I’m impressed that Obelisk incorporates §5.2 Simulated Annealing Model into the “sky” model variant of mean field theory (MFT) for opinion dynamics. Simulated annealing is how the molecules in slowly cooled ice are able to optimally pack themselves based of small localized gradients allowed because the global temperature gradient is slow. Whereas, if ice is cooled too fast, cracks develop because the molecules weren’t given sufficient time to experiment on random gradients to self-organize the optimal packing.
As Fig. 3 on pg. 10 shows:
The simulated annealing by itself converges too slowly because it is oscillating too much between trial gradients, but when combined in the “sky” model with the more aggressive §5.1 Majority Rule Model (which doesn’t always converge by itself because it’s too aggressive and over-commits thus getting stuck as shown above), the convergence is more optimal as shown above.
No Instant Confirmations
The downside of Obelisk is that consensus convergence requires 10+ rounds. Presumably each round will consume “a few seconds”.

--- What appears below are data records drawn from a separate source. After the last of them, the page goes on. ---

PR #305, opened 2017-03-18
fix error build

ilgrad:
add "#include <functional>" , because  -  error: ‘function’ is not a member of ‘std’

PR #306, opened 2017-03-18
Add missing <functional> include.

Ristovski:
`<functional>` is needed for `std::function` as per http://en.cppreference.com/w/cpp/utility/functional/function.
This fixes a compile error with GCC (_gcc (Gentoo 7.0.0_alpha20170219) 7.0.0-alpha20170219 20170219 (experimental)_)

### DIFF
--- a/base/threadpool.hpp
+++ b/base/threadpool.hpp
@@ -11,6 +11,7 @@
 #include <queue>
 #include <mutex>
 #include <condition_variable>
+#include <functional>
 
 // make_unique is not available in C++11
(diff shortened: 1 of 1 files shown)


SaschaWillems:
I guess this is a duplicate of #305.

Ristovski:
Whoops, missed it since the other PR had a wonky non-descriptive title. (Although "Fix error build" sounds like something I should have looked at.)

SaschaWillems:
Fixed with merge of #306.

PR #308, opened 2017-03-24
Single-threaded rendering mode for the multithreading example

kvark:
The logic of updating and rendering is separated. An ability to update in parallel but then converge to a single thread for rendering is added. This is useful to demonstrate the ability of Vulkan to record commands in parallel and benchmark the effectiveness of such recording (spoiler: it's not obvious).

### DIFF
--- a/multithreading/multithreading.cpp
+++ b/multithreading/multithreading.cpp
@@ -75,13 +75,17 @@ public:
 	// Max. number of concurrent threads
 	uint32_t numThreads;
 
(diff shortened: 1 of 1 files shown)


SaschaWillems:
Thx for the PR. Adding simple single thread toggle is a great addition. Will merge once I got time to review the changes.

SaschaWillems:
Closing this for now. I'll have to rework the whole synchronization part of my samples, which will force me to redo a large part of this sample.

PR #315, opened 2017-04-10
VirtualKeyCode enum and key input handling improvements.

Unarmed1000:
Introduced a platform independent virtual key code enum in the vks namespace.

This could be seen as the first step in making the code less platform dependent.
Using a enum also has the nice feature that modern UI's can do proper code completion.
It also makes sure that all platforms react the same to the keys (meaning less code overall).

This hides the 'keycodes.hpp' so its only included in 'vulkanexamplebase.cpp' it still functions as a 'basic platform code' translation utility.
The 'keyPressed' method was replaced by "void onKeyEvent(const vks::VirtualKeyCode virtualKey, const bool isPressed, const uint32_t rawKeyCode)' which allows for more advanced key handling.

A obvious next step is to do the same for mouse/touch and gamepad functionality which then in turn will make it easier to improve the platform dependent code.

### DIFF
--- a/base/VirtualKeyCode.hpp
+++ b/base/VirtualKeyCode.hpp
@@ -1,5 +1,5 @@
 /*
-* Platform indepdenent virtual key codes
+* Platform independent virtual key codes
 *
 * Copyright (C) 2017 by Sascha Willems - www.saschawillems.de
 *
--- a/base/VirtualKeyCode.hpp
+++ b/base/VirtualKeyCode.hpp
@@ -1,0 +1,86 @@
+/*
+* Platform indepdenent virtual key codes
+*
+* Copyright (C) 2017 by Sascha Willems - www.saschawillems.de
+*
+* This code is licensed under the MIT license (MIT) (http://opensource.org/licenses/MIT)
+*/
+
+#pragma once
+#ifndef VKS_BASE_VIRTUALKEYCODE
+#define VKS_BASE_VIRTUALKEYCODE
+
+namespace vks
+{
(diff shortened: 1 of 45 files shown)


SaschaWillems:
Thx for this PR and all the effort you have put into this. 

My spare time which is currently very limited so I can't tell when I'll be able to take a look at this, as this is a pretty huge PR that I don't want to blindly merge.

Unarmed1000:
Since I have some time at the moment I will go ahead and prepare similar changes for GamePad and Mouse events. This effort should make it much easier to do platform changes in the future at least.

Unarmed1000:
Also if you plan on using GLFW which some of the other pull requests and comments indicate it would be very beneficial to do a change like this first.

The change might also seem huge but its mostly because I replace the keypressed method in all samples. The meat of it really is in the VulkanExampleBase. I basically just went through all the platform dependent key handling code and made sure that anything that reacts to keys do it on the virtual keys so all platforms behave the same. So the base code that reacts to keys where moved into handleKeyEvent instead of being done in each platform section.

SaschaWillems:
> Also if you plan on using GLFW which some of the other pull requests and comments indicate it would be very beneficial to do a change like this first.

Just fyi, I don't have plans to use GLFW, but I'm currently looking into changing the UI for e.g. toggling example options on touch based devices.

SaschaWillems:
As I'm preparing for a cleanup of the repo I'm closing this for now. I may at some point return to this for a bigger UI and cleanup.

PR #318, opened 2017-04-10
Platform independent mouse handling.

Unarmed1000:
Introduced a VirtualMouseButtonFlags struct in the vks namespace. It represents virtual mouse button states.
Currently Android is still handled different as it has vastly different actions being tanken on touch.

Removed all the duplicated mouse handling code and moved it into
    void handleMouseButton(const vks::VirtualMouseButtonFlags& buttonFlags, const glm::vec2& position);
    void handleMouseMove(const vks::VirtualMouseButtonFlags& buttonFlags, const glm::vec2& position);
    void handleMouseWheel(const float delta);

Added custom mouse event handling methods for examples that want to handle mouse events.
    virtual void onMouseButton(const vks::VirtualMouseButtonFlags& buttonFlags, const glm::vec2& position);
    virtual void onMouseMove(const vks::VirtualMouseButtonFlags& buttonFlags, const glm::vec2& position);
    virtual void onMouseWheel(const float delta);

### DIFF
--- a/base/VirtualMouseButtonFlags.hpp
+++ b/base/VirtualMouseButtonFlags.hpp
@@ -1,0 +1,54 @@
+/*
+* Platform independent virtual mouse button flags
+*
+* Copyright (C) 2017 by Sascha Willems - www.saschawillems.de
+*
+* This code is licensed under the MIT license (MIT) (http://opensource.org/licenses/MIT)
+*/
+
+#pragma once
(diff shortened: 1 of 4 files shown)


Unarmed1000:
I am not 100% sure if any of the supported platforms gets their 'mouse' events from a different thread, if so I would recommend that we utilize a proper guarded message queue as a intermediary.

PR #323, opened 2017-04-17
Updated tessellation text interface

sjfricke:
Examining the tessellation code I realized there was a built-in toggle for the wireframe which is hidden due to lack of text overlayed so quickly added it.


SaschaWillems:
Thx 👍

PR #337, opened 2017-05-26
Fixed build failed for _DIRECT2DISPLAY

xiphos:
for _DIRECT2DISPLAY it should not depended on xcb.
fixed by adding macro switch


SaschaWillems:
Thx 👍

PR #340, opened 2017-06-01
WSI Direct2Display

ChaithanyaSingamala:
*Added macro to use default display plane, instead of query for best display plane.
"vkGetPhysicalDeviceDisplayPlanePropertiesKHR" api crashes on some target, even if vkGetPhysicalDeviceDisplayPlanePropertiesKHR is valid.
macro USE_DEFAULT_DISPLAY_PLANE_0 avoid this function call and uses default plane 0(as if display attach at least one plane need to be present with id 0)
by default macro is not enable, if your target crashes for "vkGetPhysicalDeviceDisplayPlanePropertiesKHR" function call, can try enabling USE_DEFAULT_DISPLAY_PLANE_0 macro in VulkanSwapChain.hpp.

### DIFF
--- a/base/VulkanSwapChain.hpp
+++ b/base/VulkanSwapChain.hpp
@@ -108,7 +108,7 @@ public:
 		ANativeWindow* window
 #else
 #ifdef _DIRECT2DISPLAY
-	uint32_t width, uint32_t height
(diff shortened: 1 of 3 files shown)


SaschaWillems:
Thx for your PR. Please give me some time to evaluate the changes before I merge this.

PR #974, opened 2022-08-02
UI Overlay: Fix F1 on/off toggle for all examples, Implement overlay for dynamicrendering example

SRSaunders:
This is a small pull request that fixes three issues:

1. Fixes F1 on/off toggle for the ImGui UI overlay panel for all relevant examples.  Also permits use of "1" as an alternative toggle key on certain platforms if function keys not available or a screen keyboard is used (iOS/macOS, Android).
2. Implements ImGui UI overlay for dynamicrendering example.  Previously this example crashed on linux and macOS when not in benchmarking mode (i.e. when UI overlay was set to visible but not implemented).  This fixes the crash and implements the UI overlay for this example on all platforms. Also adds `VK_KHR_dynamic_rendering` extension dependencies to eliminate validation errors.
3. Moves macOS benchmarking to the NSApp rendering loop, which makes the example window visible (previously was headless when in benchmarking mode on macOS).  This aligns macOS benchmarking behaviour with Windows and Linux.

Tested on macOS, iOS, Windows, Linux. Improvements for Android (F1/1/L1 button UI overlay toggle and support for textoverlay spacebar UI toggle) were implemented but could not be tested since I do not have that platform.  Would be great if @SaschaWillems could verify these improvements on Android.

### DIFF
--- a/base/VulkanUIOverlay.cpp
+++ b/base/VulkanUIOverlay.cpp
@@ -217,7 +217,7 @@ namespace vks
 	}
 
 	/** Prepare a separate pipeline for the UI overlay rendering decoupled from the main application */
-	void UIOverlay::preparePipeline(const VkPipelineCache pipelineCache, const VkRenderPass renderPass)
+	void UIOverlay::preparePipeline(const VkPipelineCache pipelineCache, const VkRenderPass renderPass, const VkFormat colorFormat, const VkFormat depthFormat)
 	{
 		// Pipeline layout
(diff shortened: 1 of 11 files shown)


SaschaWillems:
Thanks again for your PR. Ver much appreciated.

The changes look good to me, and work as expected on Android.

SRSaunders:
Thanks again for merging and appreciate your testing on Android.

PR #991, opened 2022-09-08
Example demonstrating how to use SBT record data in a ray tracing pipeline

natevm:
I noticed that none of the ray tracing examples in your repo shows how to use SBT record data. This PR adds a little example showing how you can upload data between shader handles that can be accessed on the device.


SaschaWillems:
Thank you very much for your PR. This is very much appreciated!

It'll probably take a week or two for me to review this though.

natevm:
Hi Sascha, 
Let me know if there's anything you'd like me to add to the example. 

I'm thinking I might also submit a PR also demonstrating how to use custom intersection shaders and AABB trees...

examples/raytracingsbtdata/raytracingsbtdata.cpp
```diff
@@ -0,0 +1,922 @@
+/*
+* Vulkan Example - Hardware accelerated ray tracing example using SBT data
+*
+* Uses the data section of each shader binding table record to color the background and geometry
+*
+* Copyright (C) 2019-2020 by Sascha Willems - www.saschawillems.de
```
SaschaWillems, line 6: Feel free to add your name here as a contributor.

natevm:
Ok, added my name for reference to the example. I also added some comments that will help explain what's going on with the data section of the SBT records, and I modified the setup slightly to incorporate the miss record's data as well.

SaschaWillems:
The sample runs fine for me, but I get a few validation layer errors:

```ERROR: [-836035013][VUID-vkCmdTraceRaysKHR-size-04023] : Validation Error: [ VUID-vkCmdTraceRaysKHR-size-04023 ] Object 0: handle = 0x1af66b20ff0, type = VK_OBJECT_TYPE_DEVICE; | MessageID = 0xce2b1e3b | vkCmdTraceRaysKHR: The size member of pRayGenShaderBindingTable must be equal to its stride member The Vulkan spec states: The size member of pRayGenShaderBindingTable must be equal to its stride member (https://www.khronos.org/registry/vulkan/specs/1.3-extensions/html/vkspec.html#VUID-vkCmdTraceRaysKHR-size-04023)
```

Setting the size to the same value as the stride gets rid of the message and the sample still works, but I'm not sure if that's intended. 

Can you take a look at this and also maybe add a screenshot of how the sample is supposed to look in here?

PR #993, opened 2022-09-14
Fixes to dynamic state behavior in pipelines demo

MTCoster:
This patch includes three fixes:
 - Allow `wideLines` to be enabled when `fillModeNotSolid` isn't,
 - Check against `enabledFeatures` for runtime conditionals instead of the theoretical values in `deviceFeatures`, and
 - Always call `vkCmdSetLineWidth()` before any draw command occurs. This is required by the spec, since any state declared as dynamic is explicitly not initialized by `VkPipeline*StateCreateInfo`.

```
Signed-off-by: Matt Coster <matt.coster@imgtec.com>
```


SaschaWillems:
Thank you very much for this PR. Very much appreciated!

PR #994, opened 2022-09-15
Update viewportarray.cpp

tanliping2011:
GPU does not support multi viewports and exit directly.


SaschaWillems:
`vks::tools::exitFatal` already includes an exit with the exact same error code, so I don't think this is necessary at all.

PR #999, opened 2022-11-21
dynamicrendering: use the right layout for depth/stencil

djdeath:


SaschaWillems:

Issue #665, opened 2020-02-07
Misleading example base subpass dependencies?


krOoze:
```

	dependencies[0].srcSubpass = VK_SUBPASS_EXTERNAL;
	dependencies[0].dstSubpass = 0;
	dependencies[0].srcStageMask = VK_PIPELINE_STAGE_BOTTOM_OF_PIPE_BIT;
	dependencies[0].dstStageMask = VK_PIPELINE_STAGE_COLOR_ATTACHMENT_OUTPUT_BIT;
	dependencies[0].srcAccessMask = VK_ACCESS_MEMORY_READ_BIT;
	dependencies[0].dstAccessMask = VK_ACCESS_COLOR_ATTACHMENT_READ_BIT | VK_ACCESS_COLOR_ATTACHMENT_WRITE_BIT;
	dependencies[0].dependencyFlags = VK_DEPENDENCY_BY_REGION_BIT;
```

Not entirelly sure why exacly it is `VK_PIPELINE_STAGE_BOTTOM_OF_PIPE_BIT` (blocking _execution dependency_), so it probably needs a comment. Probably it should be either `ALL_COMMANDS` and have `WRITE` too, or it should be `TOP_OF_PIPE`  and the access mask should be `0`.

Furthemore, the `loadOp` is set as `CLEAR`, so only `VK_ACCESS_COLOR_ATTACHMENT_WRITE_BIT` should be needed.

```
	dependencies[1].srcSubpass = 0;
	dependencies[1].dstSubpass = VK_SUBPASS_EXTERNAL;
	dependencies[1].srcStageMask = VK_PIPELINE_STAGE_COLOR_ATTACHMENT_OUTPUT_BIT;
	dependencies[1].dstStageMask = VK_PIPELINE_STAGE_BOTTOM_OF_PIPE_BIT;
	dependencies[1].srcAccessMask = VK_ACCESS_COLOR_ATTACHMENT_READ_BIT | VK_ACCESS_COLOR_ATTACHMENT_WRITE_BIT;
	dependencies[1].dstAccessMask = VK_ACCESS_MEMORY_READ_BIT;
	dependencies[1].dependencyFlags = VK_DEPENDENCY_BY_REGION_BIT;
```

`VK_PIPELINE_STAGE_BOTTOM_OF_PIPE_BIT` has no memory access. The wildcard `VK_ACCESS_MEMORY_READ_BIT` is technically allowed, though the access mask should probably be `0`

[...]

PR #1006, opened 2023-01-05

Also I have not reviewed their scalability plans such as sharding if any. But I didn’t also for DFINITY. Nevertheless the slow confirmations remain regardless of any orthogonal work on scalability.
But I would rather have slower confirmations than the oligarchy clusterfucks of extant proof-of-stake systems!
Not Entirely Trustless
Analogous to Stellar SCP, there’s no explicit reward as an incentive mechanism to motivate nodes to be honest and make the wisest web-of-trust choices. However, unlike Stellar SCP unless they’re bribed by an adversary, the non-Byzantine nodes have the implicit incentive to not end up fooled and on the incorrect partial order. And unlike Stellar SCP, Obelisk nodes aren’t required to have their web-of-trust to encompass 80% of nodes, thus trust choices need not exceed the Dunbar limit. Nevertheless, non-Byzantine nodes remain vulnerable to transitivity in failures of web-of-trust.
Disclaimer
I haven’t verified the math, the mean field theory, nor the simulations cited in Skycoin’s whitepaper. It’s not beyond the boundaries of plausibility that it could all be a grand hoax. I’m becoming more suspicious the more I dig in Skycoin’s history. However, the whitepaper is listed on Professor Jiwu Shu’s website. But its so called claim development team is non-existent even though there’s real code and coding activity ongoing on Skycoin’s Github.
The linked webpages and whitepapers cited in this blog have been archived at archive.is and/or archive.org.